3.1 Before assigning the AED scores we used RepeatMasker within MAKER with curate MTEC library for repeatmasking the NAM genomes. The MAKER control files are documented here and the submit script maker_repeatmask.sh.
3.2 To assign AED scores the HCS gff was passed as model_gff
in the maker_opts.ctl file and the repeatmasked genome as genome
input.
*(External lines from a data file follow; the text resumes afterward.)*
PR #4969, opened 2026-07-21
fix: warn about unknown toolchain file keys

### LINKED ISSUE #2876: Unknown keys in rust-toolchain.toml are silently ignored

ychampion:
## Summary

- warn with the exact ignored key path when a toolchain file contains unknown settings
- preserve current parsing behavior while avoiding duplicate warnings from repeated reads
- document the warning-first transition

## Why

Unknown settings can be misspellings, but rejecting them immediately would break toolchain files that currently rely on ignored keys. This stages the stricter behavior requested in #4953 without changing current configuration semantics.

Closes #2876

## Validation

- `cargo test --features=test --test test_bonanza rust_toolchain_toml_warns_on_unknown_keys`
- `cargo test --features=test --lib`
- `cargo clippy --all-targets --features=test -- -D warnings`
- `mdbook build`
- `git diff --check`

### DIFF
--- a/src/config.rs
+++ b/src/config.rs
@@ -1,9 +1,11 @@
+use std::collections::HashSet;
 use std::fmt::{self, Debug, Display};
 use std::io;
 use std::io::Write;
 use std::ops::Deref;
 use std::path::{Path, PathBuf};
 use std::str::FromStr;
+use std::sync::Mutex;
 use std::time::{SystemTime, UNIX_EPOCH};
 
 use anyhow::{Context, Result, anyhow, bail};
@@ -290,6 +292,7 @@ pub(crate) struct Cfg<'a> {
     pub quiet: bool,
     pub current_dir: PathBuf,
     pub process: &'a Process,
+    warned_unknown_toolchain_keys: Mutex<HashSet<(PathBuf, String)>>,
 
     /// Allows the auto-installation of the active toolchain when it is missing.
     ///
@@ -370,6 +373,7 @@ impl<'a> Cfg<'a> {
             quiet,
             current_dir,
             process,
+            warned_unknown_toolchain_keys: Mutex::new(HashSet::new()),
             allow_auto_install,
         };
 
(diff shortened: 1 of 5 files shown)


src/config.rs
```diff
@@ -744,10 +772,23 @@ impl<'a> Cfg<'a> {
         Ok(None)
     }
 
+    #[cfg(test)]
```
rami3l: Your LLM is being too defensive again... I don't see a reason to introduce a new API. Just break the existing API by changing the return value of the existing function.

*[View changes since the review](https://triagebot.infra.rust-lang.org/gh-changes-since/rust-lang/rustup/4969/c950062148fd649833012c668f0d6fd2b2ccf727..58d8556160cc582fd891e81351e44cae7f9d6519)*

src/config.rs
```diff
@@ -688,13 +692,37 @@ impl<'a> Cfg<'a> {
...
+                    contents, parse_mode,
+                )
+                .with_context(|| RustupError::ParsingFile {
+                    name: "override",
+                    path: toolchain_file.clone(),
+                })?;
+                {
+                    let mut warned_unknown_toolchain_keys = self
+                        .warned_unknown_toolchain_keys
+                        .lock()
```
rami3l: I understand that here you don't want to spam the user with too many unknown keys. However, as per your previous analysis in https://github.com/rust-lang/rustup/pull/4953#issuecomment-4952373469 this mechanism doesn't sound necessary.

*[View changes since the review](https://triagebot.infra.rust-lang.org/gh-changes-since/rust-lang/rustup/4969/c950062148fd649833012c668f0d6fd2b2ccf727..58d8556160cc582fd891e81351e44cae7f9d6519)*

src/config.rs
ychampion: Changed `parse_override_file` itself to return the parsed config and unknown keys, and removed the parallel helper. The caller still emits warnings before rejecting an empty config. Covered by the parser tests and CLI regression in e480ed8e.

src/config.rs
ychampion: Removed the `HashSet`/`Mutex` deduplication state. Unknown keys are now warned directly from each parse result in e480ed8e.

djc:
Please clean up the PR description and commit messages in line with our AI policy:

https://rust-lang.github.io/rustup/dev-guide/#ai-policy

src/config.rs
```diff
@@ -758,18 +770,20 @@ impl<'a> Cfg<'a> {
...
+                        unknown_keys.push(path.to_string());
+                    })
                     .context(OverrideFileConfigError::Parsing)?;
 
-                if override_file.is_empty() {
-                    Err(anyhow!(OverrideFileConfigError::Invalid))
-                } else {
-                    Ok(override_file)
-                }
+                Ok((override_file, unknown_keys))
```
rami3l, line 786: You have distorted the original semantics of this function.

Also, it might be worth it to add an additional test case if this distortion has not been exposed in our test cases.

*[View changes since the review](https://triagebot.infra.rust-lang.org/gh-changes-since/rust-lang/rustup/4969/c950062148fd649833012c668f0d6fd2b2ccf727..e480ed8eadf83ea5246c031378d0cb8837d63cf8)*

src/config.rs
```diff
@@ -758,18 +770,20 @@ impl<'a> Cfg<'a> {
...
             }
```
rami3l, line 787: Would it be better to just warn about the unknown keys right here instead of altering the return value?

*[View changes since the review](https://triagebot.infra.rust-lang.org/gh-changes-since/rust-lang/rustup/4969/c950062148fd649833012c668f0d6fd2b2ccf727..e480ed8eadf83ea5246c031378d0cb8837d63cf8)*

rami3l (changes requested):

PR #1721, opened 2020-08-26
docs: misc updates

jorgeorpinel:
A few unrelated notes I had stashed from other work.


content/docs/user-guide/external-dependencies.md
```diff
@@ -110,6 +110,11 @@ $ dvc run -n download_file
 
 ### Local file system path
 
+For local paths outside of your project:
+
+> This includes different storage devices or partitions mounted on the same file
```
shcheklein, line 115: I think it's more or less clear w/o that note

jorgeorpinel: Note removed.

PR #1728, opened 2020-08-27
docs: misc. updates

jorgeorpinel:
- 3 unrelated corrections in cmd ref explanations.
- Improvements to basic remote refs.

### DIFF
--- a/content/docs/command-reference/remote/add.md
+++ b/content/docs/command-reference/remote/add.md
@@ -19,8 +19,9 @@ positional arguments:
 ## Description
 
 This command creates a `remote` section in the <abbr>DVC project</abbr>'s
-[config file](/doc/command-reference/config) and optionally assigns a default
-`remote` in the `core` section, if the `--default` option is used:
+[config file](/doc/command-reference/config) and optionally assigns a _default
+remote_ in the `core` section, if the `--default` option is used (recommended
+for the first remote):
 
 ```ini
 ['remote "myremote"']
@@ -28,6 +29,10 @@ url = /tmp/dvc-storage
 [core]
 remote = myremote
 ```
+
+> 💡 Default remotes are expected by commands that accept a `-r`/`--remote`
+> option (`dvc pull`, `dvc push`, `dvc status`, `dvc gc`, `dvc fetch`) when that
+> option is omitted.
 
 `name` and `url` are required. The `name` is used to identify the remote and
 must be unique for the project.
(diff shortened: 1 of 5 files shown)


content/docs/command-reference/remote/add.md
```diff
@@ -47,13 +47,6 @@ DVC will determine the [type of remote](#supported-storage-types) based on the
 > include them all. The command should look like this: `pip install "dvc[s3]"`.
 > (This example installs `boto3` library along with DVC to support S3 storage.)
 
-DVC supports the concept of a _default remote_. For the commands that accept a
```
shcheklein, line 50: It looks quite important, no?

jorgeorpinel: Hmmm yeah I didn't mean to just remove this. I thought it was rewritten rather. Let me check, maybe a bad stash/unstash operation on my side... ⌛

content/docs/command-reference/remote/add.md
```diff
@@ -47,13 +47,6 @@ DVC will determine the [type of remote](#supported-storage-types) based on the
...
-`--remote` option (`dvc pull`, `dvc push`, `dvc status`, `dvc gc`, `dvc fetch`),
-the default remote is used if that option is not used.
```
jorgeorpinel, line 52: OK this part I'm not sure I should've removed indeed... ⌛

content/docs/command-reference/remote/add.md
```diff
@@ -47,13 +47,6 @@ DVC will determine the [type of remote](#supported-storage-types) based on the
...
-
-Use `dvc config` to unset/change the default remote as so:
-`dvc config -u core.remote`.
```
jorgeorpinel, line 55: This was just moved down into the -d option.

content/docs/command-reference/remote/add.md
jorgeorpinel: I think it should go in the remote cmd ref index though. I rewrote that text and included this note. See e8713864 please @shcheklein.

shcheklein: I think it's import to keep it here (not sure about index). Moreover I would even move up and highlight. Note: if you add the first remote you most likely want to use `-d` option as well. 

It's important since this is most likely the command people would to use.

jorgeorpinel: I agree. I was just assuming people would spot to read the index first but now that you mention it, yeah probably a lot of people will only skim over it the first time or skip it altogether on their way to the `remote add` ref.

OK, I rolled back some of the changes to the index and emphasized on the default remote in add. See https://github.com/iterative/dvc.org/compare/ab13a8c..e657efd for a summary of the changes related to this matter.

jorgeorpinel: I guess since this was the only concern and I've addressed it, I should merge this now 🎉 Thanks

PR #1729, opened 2020-08-27
Squash a few warnings and errors

### LINKED ISSUE #1727: warnings and errors in prod deployment
E.g.

```
warning code block language not specified in markdown. applying generic code block

lscpu: failed to determine number of CPUs: /sys/devices/system/cpu/possible: No such file or directory

warning Query takes too long: ...  # Several of these

error Command failed with exit code 1. ...
Error: Command failed: yarn build ...
Retrying with a cleared cache:

error Building static HTML failed for path "/community"

warning Deprecation warning - adding inferred resolver for field CommunityEvent.date. In Gatsby v3, only fields with an explicit directive/extension will get a resolver.

warning There are expired Nodes in community.json!
```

Complete description of the control is prvided here and the maker submit script maker_run.sh.
3.3 The AED assigned gff was curated and filtered for AED < 0.75 using MAKER accessory scripts as descrined below
gff3_merge -o ${nam_specie}.gene_only.gff <MAKER.gff>
quality_filter.pl -a 0.75 ${nam_specie}.gene_only.gff
Each HCS gene was assigned a phylogenetic assignment based on USEARCH 11.0.667 alignment of protein sequences to the longest isoform from Sorghum bicolor v3.1, Oryza sativa japonica IRGSP-1.0, Brachypodium distachyon v3.0 or Arabidopsis thaliana TAIR10. Genes having an isoform with an alignment to any of these annotations are considered conserved, and those lacking such an alignment are considered lineage specific genes
usearch11.0.667_i86linux32 -usearch_local <accession>.protein.fasta -db outgroups.udb -id 0.5 -uc <accession>.uc
The usearch output file was used to guide extracting the conserved and species specific genes from the fasta and gff files.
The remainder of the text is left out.